Prescription scabicide medication is the only treatment for human scabies (or prophylaxis of a person who has had skin-to-skin contact with a person with scabies) and includes: Permethrin cream 5% (Elimite), Crotamiton lotion 10% and Crotamiton cream 10% (Eurax; Crotan), Lindane lotion 1%, and Ivermectin (Stromectol), although not FDA-approved for this use. When prescribed by a physician, all household members and other potentially exposed persons should be treated at the same time as the infested person to prevent possible reexposure and reinfestation (CDC, 2013).

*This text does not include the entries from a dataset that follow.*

PR #827, opened 2024-07-10
Update Sherlock Proj

ppfeister:
Sherlock now uses sherlockproject[.]xyz rather than sherlock-project[.]github[.]io in some locations. This change will merge any packages that stray by using the new domain. Currently, one seems to have separated (Homebrew).

This also merges the Fedora package, sherlock-project, with the rest of the relevant packages at sherlock-social-osint, reducing 3 apparent projects to 1.

___

__Aside:__

While opening this PR, I had wondered... is there anything actually making this project use sherlock-social-osint rather than just sherlock? There is a python:sherlock, but this isn't in any real conflict as one is a library, therefore prefaced with python:, and the other is an application, almost always without preface when presented.

https://github.com/repology/repology-rules/blob/6192111764810e93150afd5bbd6bcc9ecf9dea5f/800.renames-and-merges/s.yaml#L147

This snippet from two months ago seems to agree with reverting the name to simply `sherlock`

(figured I'd ask while PRing anyways)

### DIFF
--- a/800.renames-and-merges/s.yaml
+++ b/800.renames-and-merges/s.yaml
@@ -145,6 +145,7 @@
 - { setname: shellcheck,               name: shellcheck-bin, addflavor: true }
 - { setname: shellcheck,               name: "haskell:shellcheck" }
 - { setname: sherlock,                 name: python:sherlock-project }
+- { setname: sherlock-social-osint,    name: sherlock-project }
 - { setname: shfmt,                    name: $0-bin }
 - { setname: shibboleth-sp,            namepat: "shibboleth-sp[0-9]+" }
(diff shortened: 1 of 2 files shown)


AMDmi3:
Please merge into `sherlock` so it comes through the split rule.

> is there anything actually making this project use sherlock-social-osint rather than just sherlock?

Yes,`sherlock` is split into at least [two](https://repology.org/project/sherlock/versions) more projects.

ppfeister:
Ah, I see what you're doing now. Didn't quite register the first time I read it, seeing just 'sherlock'.

Updating now.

The occurrence of even a single, verified case of scabies should prompt investigation and notification of key clinical leaders and administration, and the local health department when an outbreak may have community implications, including possible spread by patients or staff to other institutions (CDC, 2010b). Contact precautions should be followed by staff until 24 hours after the first application of scabicide (Siegel et al., 2007). Appropriate infection control measures (e.g., using a barrier under the nursing bag and equipment and supplies brought into the home, hand hygiene using soap and water before leaving the home, safe handling of used bed linen) should be followed when providing care in the home to a patient who may have scabies. Contact tracing to determine others potentially exposed should be performed in a timely fashion to detect other cases of scabies. Early detection, treatment or prophylaxis, and implementation of appropriate isolation and infection prevention and control practices are essential in preventing the transmission of scabies.